The man who helped Captain Cook navigate so successfully, a watchmaker named John Harrison, came up with an ingenious chronometer capable of keeping accurate time at sea. This enabled mariners to know where they were in relation to their port of origin - a useful thing to know if you didn't want to wreck yourself on unexpected rocks. With a prize offered by the British Parliament of £20 000 Harrison wanted a successful trial to claim it, and Cook's log was full of praise for Harrison's wonderful Watch. All good so far, except there was a competing method for reckoning longitude involving observation of the stars and the moon and calculation of those observations against almanac tables. If it sounds a touch on the complicated, it is, and rather weather dependent too - bad luck if a typhoon happened to be blowing. You think a reliable chronometer would have it all over the moon and stars, but for the slight wrinkle that the Astronomer Royal favoured the lunar-star method and he also sat on the Board of Longitude. Nevil Maskelyne kept poor Mr Harrison on a string until the poor bugger was nearly dead before George III took up his case and ensured he got his just desserts.

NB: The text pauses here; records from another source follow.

PR #6977, opened 2026-08-12
🧪🤖 (chart-configs) cover chart config lifecycles before the patch/full refactor

sophiamersmann:

Test-only groundwork for replacing `chart_configs.patch` + `chart_configs.full` with a single `config` column. No production code changes.

Several of the paths that will have to change had no db-test coverage at all:
- chart deletion
- narrative charts lifecycle
- multi-dim view removal
- `republishCharts`

This adds it now, against current behaviour, so the tests are a safety net during the refactor rather than a description of it. `make dbtest` goes from 76 to 86 tests.

### Commits

| commit | what |
| --- | --- |
| `145bc0d` | `insertTestChartConfig` / `insertTestChart` helpers, `seedDatasetAndVariables` fixture, `env.userId`, `TABLES_IN_USE` additions |
| `49e7713` | chart deletion |
| `6dcbd38` | narrative chart lifecycle (new file, 5 cases) |
| `9a5f6b1` | multi-dim view lifecycle (new file, 3 cases) |
| `a7335ec` | dataset republish version bumps |

### Why the helpers exist

`insertTestChartConfig` is the single place the suite writes down what a `chart_configs` row looks like. Four hand-rolled `{patch, full}` inserts encoded it before (`basic.test.ts` ×2, `pageviews.test.ts`, `slug-validation.test.ts`); the refactor now has one place to update, which also matters because `patchConfigId NOT NULL` makes raw inserts fail.

`TABLES_IN_USE` gains `narrative_charts` (before `charts`, `multi_dim_x_chart_configs` and `chart_configs` — it has foreign keys to all three) plus `multi_dim_view_dimensions` and `explorer_view_dimensions`, which have no foreign key and were leaking rows across test files.

### What each new test asserts

**`narrative-charts.test.ts`** — create from a parent chart (the authored layer stores the override and the `NARRATIVE_CHART_PROPS_TO_PERSIST` props even when identical to the parent's, but not inherited props or `id`/`isPublished`/`slug`/`version`; served config equals `mergeGrapherConfigs(parent, patch)`); create from a multi-dim view; update reuses the same `chartConfigId`; no propagation from the parent; delete leaves only the parent's config row. Every assertion goes through `/narrative-charts/:id.config.json`, which returns `configFull`, `configPatch` and `parentConfigFull` — so there are no column reads in this file at all.

**`mdim-views.test.ts`** — a config row and a dimensions row per view; removing a view drops its config and `multi_dim_x_chart_configs` rows while the surviving view keeps its config id, and the `multi_dim_view_dimensions` log keeps both rows; an ETL indicator config set *after* the views exist reaches them through `updateAllMultiDimViewsThatInheritFromIndicator` (only the admin route was covered before), leaves the other view's indicator untouched, and updates rows in place.

**`charts.test.ts`** — deletion, and republish bumping `$.version` in both the served config and the authored layer, with the indicator given an ETL config first so the two are genuinely different objects. Also asserts `charts.updatedAt === chart_configs.updatedAt` and that the indicator's own config row is untouched, which pins the `JOIN charts` scoping.

### Test plan

`make dbtest` green at 14 files / 86 tests. `yarn typecheck`, `yarn testLintChanged`, `yarn testFormatChanged` clean.

Each new test was mutation-checked — the covered behaviour was broken in the production code, the suite run, and the failure confirmed to be that test and only that test:

| mutation | fails |
| --- | --- |
| drop `DELETE FROM chart_configs` from `deleteChart` | chart deletion |
| drop the `NARRATIVE_CHART_PROPS_TO_PERSIST` spread from narrative patch construction | narrative create |
| drop the `cleanUpOrphanedChartConfigs` call from `upsertMultiDim` | view removal |
| drop `cc.patch = JSON_SET(...)` from `republishCharts` | republish |

All mutations reverted; no production file is modified by this PR.

### Note for whoever rebases

`env.userId` in `testEnv.ts` is byte-identical to what #6971 (`chart-config-owner-joins`) adds, and the `slug-validation.test.ts` change here subsumes that PR's edit to the same test. Trivial conflict in one direction or the other.

### Deliberately not included

- A generic "no orphaned config rows" assertion. It was written and cut: in these tests the DB starts empty and the operation is controlled, so a plain row count is both shorter and a stronger assertion.
- Coverage for the ~14 files that reference `full`/`patch` only inside raw SQL strings. There is no baker db-test harness, and building one for a column rename is out of proportion — the acceptance grep plus one local bake is the right check there.
- `export BAKE_ON_CHANGE=false` in `run-db-tests.sh`, next to the existing `ALGOLIA_INDEXING=false`. Worth one line at some point: it is false today only because nobody's `.env` sets it, and the republish test exercises a path that enqueues a deploy when it is true.

</details>

### DIFF
--- a/adminSiteServer/tests/mdim-views.test.ts
+++ b/adminSiteServer/tests/mdim-views.test.ts
@@ -1,0 +1,147 @@
+import { describe, it, expect, beforeEach } from "vitest"
+import { getAdminTestEnv } from "./testEnv.js"
+import {
+    ChartConfigsTableName,
+    GrapherInterface,
+    MultiDimViewDimensionsTableName,
+    MultiDimXChartConfigsTableName,
+} from "@ourworldindata/types"
+import { latestGrapherConfigSchema } from "@ourworldindata/grapher"
+import {
+    otherVariableId,
+    seedDatasetAndVariables,
+    variableId,
+} from "./fixtures.js"
+
+const env = getAdminTestEnv()
+
+describe("Multi-dim views", { timeout: 20000 }, () => {
+    const catalogPath = "test/catalog#path"
+
+    const totalView = {
+        config: { title: "Total energy use" },
+        dimensions: { metric: "total" },
+        indicators: { y: variableId },
+    }
+    const perCapitaView = {
+        config: { title: "Energy use per capita" },
+        dimensions: { metric: "per_capita" },
+        indicators: { y: otherVariableId },
+    }
+
+    function multiDimConfig(views: (typeof totalView)[]): object {
+        return {
+            grapherConfigSchema: latestGrapherConfigSchema,
+            title: { title: "Energy use", titleVariant: "by energy source" },
+            views,
+            dimensions: [
+                {
+                    name: "Metric",
+                    slug: "metric",
+                    choices: views.map((view) => ({
+                        name: view.dimensions.metric,
+                        slug: view.dimensions.metric,
+                    })),
+                },
+            ],
+        }
+    }
+
+    async function upsertMultiDim(views: (typeof totalView)[]): Promise<void> {
+        await env.request({
+            method: "PUT",
+            path: `/multi-dims/${encodeURIComponent(catalogPath)}`,
+            body: JSON.stringify({ config: multiDimConfig(views) }),
+        })
+    }
+
+    /** Maps each view's id (e.g. "metric=total") to its chart config id. */
+    async function getViewConfigIds(): Promise<Record<string, string>> {
+        const rows = await env
+            .testKnex(MultiDimXChartConfigsTableName)
+            .select("viewId", "chartConfigId")
+        return Object.fromEntries(
+            rows.map((row) => [row.viewId, row.chartConfigId])
+        )
+    }
+
+    async function getConfig(chartConfigId: string): Promise<GrapherInterface> {
+        const row = await env
+            .testKnex(ChartConfigsTableName)
+            .where({ id: chartConfigId })
+            .first()
+        return JSON.parse(row.full)
+    }
+
+    beforeEach(async () => {
+        await seedDatasetAndVariables(env)
+    })
+
+    it("creates a config row and a dimensions row per view", async () => {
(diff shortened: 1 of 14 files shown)


adminSiteServer/tests/narrative-charts.test.ts
```diff
@@ -0,0 +1,216 @@
...
+        for (const prop of ["id", "isPublished", "slug", "version"]) {
+            expect(narrativeChart.configPatch).not.toHaveProperty(prop)
+        }
+
+        // The served config is the authored layer merged over the parent
+        expect(narrativeChart.configFull).toEqual(
+            mergeGrapherConfigs(parentConfig, narrativeChart.configPatch)
+        )
+        expect(narrativeChart.configFull.subtitle).toBe("Parent subtitle")
+    })
```
rakyi: IMO it would be better to compare against an inline object with the expected properties instead of calling `mergeGrapherConfigs` since that's what we are implicitly testing. Also in the test below.

adminSiteServer/tests/mdim-views.test.ts
```diff
@@ -0,0 +1,147 @@
...
+        dimensions: { metric: "total" },
+        indicators: { y: variableId },
+    }
+    const perCapitaView = {
+        config: { title: "Energy use per capita" },
+        dimensions: { metric: "per_capita" },
+        indicators: { y: otherVariableId },
+    }
+
+    function multiDimConfig(views: (typeof totalView)[]): object {
```
rakyi: Let's use the type as defined, i.e. `View<IndicatorsBeforePreProcessing>[]` here and below, pls.

rakyi (commented):
Could we rename the multi-dim files you touched/created to use the word "multi-dim" (the new terminology) instead of "mdim" and also use "multi-dim" in comments (and `multiDim` fo JS identifiers)?

Jut a few nitpicks, looks good otherwise!

rakyi (approved):

sophiamersmann:
Thank you for the quick review, @rakyi!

This is not an isolated case. Scores of tales of back-biting, feuding, slander, sabotage and murder abound in the history of science. Far from extending the glad hand of acknowledgement one is more likely to encounter brutal suppression in the scientific lark. That is unless your backers happen to have enough money or political clout to arrange that you present the right result. Whole industries of chemicals, power generation, manufacturing, pharmaceuticals, space exploration and extermination of both human and animal populations are based on this neat little premise. God save us. Science probably has a vested interest in us not being saved. Empirically this is more likely than not.


Which brings me to my other bug-bear. Atheists are fond of saying there is no empirical evidence for God's existence and that the burden of proof lies on the faithful to prove His presence. Bollocks say I. I don't have to prove anything to anyone. What's the point? What possible measurement would satisfy them? How much compassion can you fit into a petrie dish? What is the correct formula for Byron's She Walks in Beauty? What colour is love?


These are stupid question. However they are in essence the questions the Atheists ask when they require proof of the Divine. "What's jazz, lady?" asked Fats Waller, "If you don't know I can't tell you." When faced with questions like "Is there a God?" the Buddha would reply "It does not further."  In other words, an inquiry like that has no relevance to the pursuit of achieving Nirvana, so why are you wasting your time over it? There can never be any point to such a question. It is a hindrance on the path to self realisation.


I think the most pathetic objection to God is "How can a being of infinite love allow such things as famines, tsunamis and volcanoes to happen?" Give me a break! I never realised Atheists had such tender spirits. That's right, they have no spirits. Tender feelings then. Shame we can't quantify those. A favourite of the Godless camp once said That which does not kill me will only make me stronger. Conflict, struggle and terror are actually the stuff of life, that is if you happened to be attached to such ephemeral phenomena. One thing Christianity offers (if you're prepared to do the work) is life eternal. All the Atheists offer is death. Yer pays yer money and yer takes yer choice.